Message par Tom Sawyer » 04 mars 2007, 22:01

Voici une histoire que j'avais proposée lors d'un concours de nouvelles. Malheureusement, elle n'avait pas gagné. Cela est sûrement dû au fait que l'histoire est trop autobiographique. Mais, le principal était de particier, car c'était ma première en tant qu'"écrivain". Bonne lecture ! :wink:

NEW YORK - 11 SEPTEMBRE 2006

Ça a commencé il y a dix minutes, ça fait plusieurs fois que je loupe l'évènement... Du moins, c’est que je pensais. Je m’étais trompé d’une heure avec le décalage horaire. Et, en réalité, il était 7h55, ce matin là. En ce 11 septembre 2006, New York s’apprêtait à commémorer les victimes des attentas de 2001.

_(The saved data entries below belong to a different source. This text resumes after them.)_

PR #37579, opened 2024-08-26
[EventEngine] Replace ApplicationCallbackExecCtx with EventEngine::Run

drfloob:
WIP / experiment.


yousukseung (approved):

src/core/lib/surface/completion_queue.cc
```diff
@@ -847,13 +852,22 @@ static void cq_end_op_for_callback(
     cq_finish_shutdown_callback(cq);
   }
 
+  auto* functor = static_cast<grpc_completion_queue_functor*>(tag);
+  if (grpc_core::IsEventEngineApplicationCallbacksEnabled()) {
+    // Run the callback on EventEngine threads.
+    cqd->event_engine->Run(
```
markdroth, line 858: Is this going to cause a thread hop that would affect performance?

I suspect it's probably fine, because if this runs in an EE thread, it will wind up getting run in the same thread (unless there's congestion, in which case the thread hop helps anyway), and if this doesn't run in an EE thread, the iomgr code would have caused a thread hop in that case anyway.

That having been said, it might be a good idea to confirm that that line of thinking is correct by running some benchmarks to verify that there's no noticeable performance impact.

markdroth (approved):

src/core/lib/surface/completion_queue.cc
drfloob: I ran a few benchmarks, and did not find any decent evidence of a difference in performance. The sensitivity of these benchmarks leaves a bit to be desired at the moment, due to recent large fluctuations, so statistical significance is not going to happen. We will roll this change out slowly, and be on alert for news of performance regressions.

PR #37580, opened 2024-08-27
[SourceTreeLayout] Move promise folder

tanvi-jagtap:
[SourceTreeLayout] Move promise folder from
`src/core/lib/promise` 
to
`src/core/util/promise`


src/core/util/promise/.clang-format
```diff
@@ -0,0 +1,50 @@
+---
```
tanvi-jagtap, line 1: Adding this to keep formatting same for the source and destination folder.

ctiller (approved):

PR #37581, opened 2024-08-27
[SourceTreeLayout] Moving call_destination.h, call_filters*, call_spi…

tanvi-jagtap:
Moving 
`call_destination.h`, `call_filters*`, `call_spine*` 
from
`scr/core/lib/transport/`
to 
`src/core/call/`

Question : Do we also want to move `lib/transport/call_final_info.h` ?


build_autogenerated.yaml
```diff
@@ -1095,10 +1098,7 @@ libs:
   - src/core/lib/surface/validate_metadata.h
   - src/core/lib/transport/bdp_estimator.h
   - src/core/lib/transport/call_arena_allocator.h
-  - src/core/lib/transport/call_destination.h
-  - src/core/lib/transport/call_filters.h
   - src/core/lib/transport/call_final_info.h
-  - src/core/lib/transport/call_spine.h
```
tanvi-jagtap, line 1101: Do we want to move lib/transport/call_final_info.h too?

sastryvp (approved):

build_autogenerated.yaml
markdroth: No, that file is part of the legacy filter API and will go away as we finish the migration to promises.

Plusieurs jours s’étaient écoulés depuis que j’avais posé les pieds sur Manhattan. C’était ma première fois à New York. Je logeais sur Amsterdam Avenue, dans une auberge de jeunesse dans Westside. Juché entre Broadway, Central Park et Harlem, le quartier était paisible. Seules les sirènes des voitures de police résonnaient au loin dans la nuit.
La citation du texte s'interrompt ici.